Work task: Return the entries exactly as they appear.
*** Data for the task Section Begins ***
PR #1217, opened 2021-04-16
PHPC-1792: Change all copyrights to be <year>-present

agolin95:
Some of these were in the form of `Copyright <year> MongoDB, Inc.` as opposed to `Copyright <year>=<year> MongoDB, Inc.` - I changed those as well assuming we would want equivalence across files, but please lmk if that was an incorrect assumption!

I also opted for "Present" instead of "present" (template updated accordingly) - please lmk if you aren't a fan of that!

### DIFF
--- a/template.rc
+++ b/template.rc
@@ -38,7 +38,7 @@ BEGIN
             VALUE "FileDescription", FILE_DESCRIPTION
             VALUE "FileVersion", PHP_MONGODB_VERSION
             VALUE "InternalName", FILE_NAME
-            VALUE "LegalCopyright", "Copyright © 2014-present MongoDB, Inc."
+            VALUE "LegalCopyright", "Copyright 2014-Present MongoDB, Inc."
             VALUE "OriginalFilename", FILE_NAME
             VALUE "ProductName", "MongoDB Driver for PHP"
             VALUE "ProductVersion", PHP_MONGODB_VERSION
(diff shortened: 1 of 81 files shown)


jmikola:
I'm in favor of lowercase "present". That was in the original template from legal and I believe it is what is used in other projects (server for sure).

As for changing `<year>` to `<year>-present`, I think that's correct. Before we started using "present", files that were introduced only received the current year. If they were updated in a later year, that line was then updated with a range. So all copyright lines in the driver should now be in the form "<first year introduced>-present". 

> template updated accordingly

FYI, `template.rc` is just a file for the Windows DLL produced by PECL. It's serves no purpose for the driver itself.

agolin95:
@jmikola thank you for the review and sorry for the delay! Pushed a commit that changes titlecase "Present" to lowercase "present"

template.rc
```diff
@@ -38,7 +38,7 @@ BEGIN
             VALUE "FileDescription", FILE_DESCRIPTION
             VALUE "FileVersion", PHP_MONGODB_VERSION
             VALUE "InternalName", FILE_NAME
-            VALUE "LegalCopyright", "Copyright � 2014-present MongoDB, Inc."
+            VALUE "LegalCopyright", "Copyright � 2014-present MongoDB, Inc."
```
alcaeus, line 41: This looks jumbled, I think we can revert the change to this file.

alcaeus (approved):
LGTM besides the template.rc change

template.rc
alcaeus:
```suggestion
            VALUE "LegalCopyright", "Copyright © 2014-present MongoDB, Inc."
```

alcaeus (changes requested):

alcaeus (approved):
*** Data for the task Section Ends ***
Answer section:
PR #1217, opened 2021-04-16
PHPC-1792: Change all copyrights to be <year>-present

agolin95:
Some of these were in the form of `Copyright <year> MongoDB, Inc.` as opposed to `Copyright <year>=<year> MongoDB, Inc.` - I changed those as well assuming we would want equivalence across files, but please lmk if that was an incorrect assumption!

I also opted for "Present" instead of "present" (template updated accordingly) - please lmk if you aren't a fan of that!

### DIFF
--- a/template.rc
+++ b/template.rc
@@ -38,7 +38,7 @@ BEGIN
             VALUE "FileDescription", FILE_DESCRIPTION
             VALUE "FileVersion", PHP_MONGODB_VERSION
             VALUE "InternalName", FILE_NAME
-            VALUE "LegalCopyright", "Copyright © 2014-present MongoDB, Inc."
+            VALUE "LegalCopyright", "Copyright 2014-Present MongoDB, Inc."
             VALUE "OriginalFilename", FILE_NAME
             VALUE "ProductName", "MongoDB Driver for PHP"
             VALUE "ProductVersion", PHP_MONGODB_VERSION
(diff shortened: 1 of 81 files shown)


jmikola:
I'm in favor of lowercase "present". That was in the original template from legal and I believe it is what is used in other projects (server for sure).

As for changing `<year>` to `<year>-present`, I think that's correct. Before we started using "present", files that were introduced only received the current year. If they were updated in a later year, that line was then updated with a range. So all copyright lines in the driver should now be in the form "<first year introduced>-present". 

> template updated accordingly

FYI, `template.rc` is just a file for the Windows DLL produced by PECL. It's serves no purpose for the driver itself.

agolin95:
@jmikola thank you for the review and sorry for the delay! Pushed a commit that changes titlecase "Present" to lowercase "present"

template.rc
```diff
@@ -38,7 +38,7 @@ BEGIN
             VALUE "FileDescription", FILE_DESCRIPTION
             VALUE "FileVersion", PHP_MONGODB_VERSION
             VALUE "InternalName", FILE_NAME
-            VALUE "LegalCopyright", "Copyright � 2014-present MongoDB, Inc."
+            VALUE "LegalCopyright", "Copyright � 2014-present MongoDB, Inc."
```
alcaeus, line 41: This looks jumbled, I think we can revert the change to this file.

alcaeus (approved):
LGTM besides the template.rc change

template.rc
alcaeus:
```suggestion
            VALUE "LegalCopyright", "Copyright © 2014-present MongoDB, Inc."
```

alcaeus (changes requested):

alcaeus (approved):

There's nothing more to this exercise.